### TASK
Count how many lines in the entries below hold "Create". Only the number belongs in the answer.

GIVEN RECORDS: Begin

PR #11563, opened 2022-07-22
Retry the finalizer loop when the ws-daemon pod not found

### LINKED ISSUE #10682: [ws-manager] "last backup failed: no running ws-daemon pod found."
### Bug description

A user lost his changes of a session and the status of the instance in the DB shows the error:
```
"last backup failed: no running ws-daemon pod found.
```

This seems to be a single case as I couldn't find other instances in that time with a similar error message.

### Workspace affected

instanceid: e3c9d5ff-4492-464e-96fc-2cba13e31d45

[Logs for the last seven days](https://cloudlogging.app.goo.gl/KVDSJu1L5MRBRfZz5) (internal link)

jenting:
## Description

Retry the function `doFinalize` when the ws-daemon pod is not found so that we can reach the condition https://github.com/gitpod-io/gitpod/blob/444ccf07dd7ac17ea244f1bc1944d27bfbdaef95/components/ws-manager/pkg/manager/monitor.go#L1272-L1278

## Related Issue(s)

Fixes #10682

## How to test

1. Create a workspace.
2. Create a large file.
   ```console
    dd if=/dev/urandom of=4G bs=16M count=256
   ```
4. Stop the workspace `Gitpod: stop workspace` and immediately go to step 5.
5. During the workspace stopping, keep deleting the ws-daemon pod for at least 1 minute. Note, we probably would hit the issue #11606, but we'd like to tackle it in separate PR. 
   ```console
   while true; do kubectl delete pod -l component=ws-daemon; done
   ```
6. Cancel step 5 (ctrl+c).
7. Check the workspace changes to the stopped state and the backup content persistent.

## Release Notes

```release-note
None
```

## Documentation

None

## Werft options:

- [ ] /werft with-preview

### DIFF
--- a/components/ws-manager/pkg/manager/monitor.go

GIVEN RECORDS: End

### FINISHED TASK
2